Similarly, we can use functions to get URLs and Description

In [55]:
def get_topic_urls(doc):
    topic_link_tags = doc.find_all('a',class_='no-underline flex-1 d-flex flex-column')
    topic_urls = []
    base_url = 'http://github.com'
    for tag in topic_link_tags:
        topic_urls.append(base_url + tag['href'])
    return topic_urls

In [56]:
urls = get_topic_urls(doc)

In [57]:
urls[:5]

['http://github.com/topics/3d',
 'http://github.com/topics/ajax',
 'http://github.com/topics/algorithm',
 'http://github.com/topics/amphp',
 'http://github.com/topics/android']

In [58]:
def get_topic_desc(doc):
    topic_desc_tags = doc.find_all('p', class_='f5 color-fg-muted mb-0 mt-1')
    topic_descs = []
    for desc in topic_desc_tags:
        topic_descs.append(desc.text.strip())
    return topic_descs

In [59]:
desc = get_topic_desc(doc)

In [60]:
desc[:5]

['3D modeling is the process of virtually developing the surface and structure of a 3D object.',
 'Ajax is a technique for creating interactive web applications.',
 'Algorithms are self-contained sequences that carry out a variety of tasks.',
 'Amp is a non-blocking concurrency library for PHP.',
 'Android is an operating system built by Google designed for mobile devices.']

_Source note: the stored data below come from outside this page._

PR #285, opened 2021-04-10
rename get getters

bilelmoussaoui:
depends on https://github.com/gtk-rs/gir/pull/1021

cc @fengalin 
I have noticed few properties having their getter removed, is that normal? there were also some ones that didn't got renamed. I will have another look tomorrow and point them to see whether there's something actionable or not. Otherwise seems to be working fine!


gdk4/src/auto/clipboard.rs
```diff
@@ -298,21 +298,6 @@ impl Clipboard {
         }))
     }
 
-    pub fn get_property_local(&self) -> bool {
```
bilelmoussaoui, line 301: Like this property

gdk4/src/auto/content_formats.rs
```diff
@@ -31,7 +31,7 @@ impl ContentFormats {
     }
 
     #[doc(alias = "gdk_content_formats_new_for_gtype")]
-    pub fn new_for_gtype(type_: glib::types::Type) -> ContentFormats {
+    pub fn for_gtype(type_: glib::types::Type) -> ContentFormats {
```
bilelmoussaoui, line 34: should probably be `for_type`

gdk4/src/auto/content_serializer.rs
```diff
@@ -24,12 +24,12 @@ impl ContentSerializer {
     }
 
     #[doc(alias = "gdk_content_serializer_get_gtype")]
-    pub fn get_gtype(&self) -> glib::types::Type {
+    pub fn gtype(&self) -> glib::types::Type {
```
bilelmoussaoui, line 27: `type_` to be consistent with the rest

gdk4/src/auto/device.rs
```diff
@@ -118,22 +118,8 @@ impl Device {
         unsafe { from_glib(ffi::gdk_device_has_bidi_layouts(self.to_glib_none().0)) }
     }
 
-    pub fn get_property_has_bidi_layouts(&self) -> bool {
```
bilelmoussaoui, line 121: This one got removed as well

gdk4/src/auto/display.rs
```diff
@@ -175,22 +175,8 @@ impl Display {
         }
     }
 
-    pub fn get_property_composited(&self) -> bool {
```
bilelmoussaoui, line 178: And this one

gdk4/src/auto/clipboard.rs
fengalin: This one is found to be duplicate of [`is_local`](https://github.com/gtk-rs/gtk4-rs/blob/8107dfccc9c8a3939f1eaf45b23911dfc05d986e/gdk4/src/auto/clipboard.rs#L47). Either it's fine, or you need to use `rename` or `bypass_auto_rename` in `Gir.toml` to control what should get generated.

gdk4/src/auto/device.rs
fengalin: Same as for `is_local`. See https://github.com/gtk-rs/gtk4-rs/blob/8107dfccc9c8a3939f1eaf45b23911dfc05d986e/gdk4/src/auto/device.rs#L117.

gdk4/src/auto/display.rs
fengalin: Same as... you got the idea :) https://github.com/gtk-rs/gtk4-rs/blob/8107dfccc9c8a3939f1eaf45b23911dfc05d986e/gdk4/src/auto/display.rs#L134

gdk4/src/auto/clipboard.rs
bilelmoussaoui: Aha, Indeed. I will have a look at the other ones

gdk4/src/auto/content_formats.rs
fengalin: That would be tricky. It would be a combination of 2 Gir rules: this one is the detection of the `new_for` pattern [that was added yesterday](https://github.com/fengalin/gir/blob/4384773b3def43311991166f93c7091ebae05f70/src/analysis/functions.rs#L565), which is different from detecting a substitution for `get_gtype`. I think this one should be `renamed` manually in `Gir.toml`.

gtk4/src/subclass/editable.rs
```diff
@@ -21,12 +21,12 @@ pub trait EditableImpl: WidgetImpl {
...
 
-    fn get_text(&self, editable: &Self::Type) -> GString {
-        self.parent_get_text(editable)
+    fn text(&self, editable: &Self::Type) -> GString {
+        self.parent_text(editable)
     }
 
-    fn get_delegate(&self, editable: &Self::Type) -> Option<Editable> {
-        self.parent_get_delegate(editable)
+    fn delegate(&self, editable: &Self::Type) -> Option<Editable> {
```
fengalin, line 28: One of the issues with not using the migration tools ([fn def](https://crates.io/crates/fix-getters-def) and [call sites](https://crates.io/crates/fix-getters-calls)) is that you don't take advantage of the heuristics for deciding whether a function is a getter for sure.

This function is not a getter in the sense: "a function that retrieves current value of a field". After the rename, it reads more like it performs an imperative `delegate` action. I think we lost a meaning in the process. There are many examples like this in the manual updates. You also take the risk of missing some [useful substitutions](https://github.com/fengalin/fix-getters/blob/26c950680699cdb8a096ff454bd2f858c018a0a7/rules/src/function.rs#L81) or not renaming things like `get_mut_structure` as the more common `get_structure_mut` among other cases I identified when migrating `gtk-rs`.

I strongly advise to follow this workflow:

- Regen with https://github.com/gtk-rs/gir/pull/1021.
- Check the result and update `Gir.toml` if needed.
- Run the migrations tools (you can install them using `cargo`):
  - `fix-getters-def`
  - `fix-getters-calls`
  - `rust fmt`
- Compile and fix the remaining candidates on a case by case basis.

An additional benefit for this is that application developers will be able to use the same heuristics (using the [call sites](https://crates.io/crates/fix-getters-calls) migration tool) to ease their application migration process. Not using these is like throwing my work away :). The point in these tools was that `sed` was not enough to do the migration properly.

I can do the work on `gtk4-rs` if you don't have time to go through this. Just let me finish the on-going migration of `gstreamer-rs` & `gst-plugins-rs`.

fengalin (changes requested):

gtk4/src/subclass/editable.rs
bilelmoussaoui: Well, the thing is it's a getter. The semantics are a bit different here because it's a virtual function but at the end, you must return the Editable implementation you want to "delegate" and at the end you do return an internal field. 

I will regenerate using your tool, but I believe this function should be renamed nonetheless.

fengalin: IMHO, it's not a substitute to using a `struct` field, in the sense of calling a function to read a field that you could read directly if the field was `pub`. In this case, you *retrieve* a value by indicating a type, that's why I believe we should keep `get` here.

fengalin: Oh, I just got your point about the sublassing part. So it might not be the best example. But I think we should get an agreement on the range for which we decide to remove the `get` prefix. I expected a debate on this, but it didn't happen.

bilelmoussaoui: Makes sense, at least for this one as after looking at the source code of Editable. The `delegate` is not a property per see but just an internal thing with a getter method to read it.

fengalin: Please, tell me what you think about the general selection rules I listed there: https://github.com/fengalin/fix-getters#get-functions-selection.

bilelmoussaoui:
This can be closed now, thanks to @fengalin's PR! :D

Let us now put them into a single function

In [76]:
def scrape_topics():
    topic_url = 'https://github.com/topics'
    response = requests.get(topic_url)
    if response.status_code != 200:
        raise Exception('Failed to load page {}'.format(topic_url))
    doc = BeautifulSoup(response.text, 'html.parser')
    topics_dict = {
        'title' : get_topic_titles(doc),
        'description': get_topic_desc(doc),
        'url' : get_topic_urls(doc)
    }
    return pd.DataFrame(topics_dict)

## Getting top 30 repositories from a topic

In [77]:
def get_topic_page(topic_page_url):
    # Downloading the page
    response = requests.get(topic_page_url)
    # Checking status
    if response.status_code != 200:
        raise Exception('Failed to load page {}'.format(topic_page_url))
    
    # Parse the page using BeautifulSoup 
    topic_doc = BeautifulSoup(response.text, 'html.parser')
    return topic_doc

In [78]:
doc = get_topic_page('https://github.com/topics/3d')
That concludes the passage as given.